[What is being asked] Repeat the data in full. No line may differ from the original.

-------

PR #46, opened 2019-08-13
Add --check-files parameter

malcolmholmes:
This adds a `--check-files` argument along the lines of the `--check` arg.

The `--check` arg uses Git to look at the diffs caused by a specific commit. However, we need to compare all the changes caused by a branch attached to a PR.

I could have updated this to invoke Git to get that list of files, however that would get clunky, and very use-case specific. It made more sense to just pass in a comma-separated list of files to check for inclusion.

-------

[Written response]
PR #46, opened 2019-08-13
Add --check-files parameter

malcolmholmes:
This adds a `--check-files` argument along the lines of the `--check` arg.

The `--check` arg uses Git to look at the diffs caused by a specific commit. However, we need to compare all the changes caused by a branch attached to a PR.

I could have updated this to invoke Git to get that list of files, however that would get clunky, and very use-case specific. It made more sense to just pass in a comma-separated list of files to check for inclusion.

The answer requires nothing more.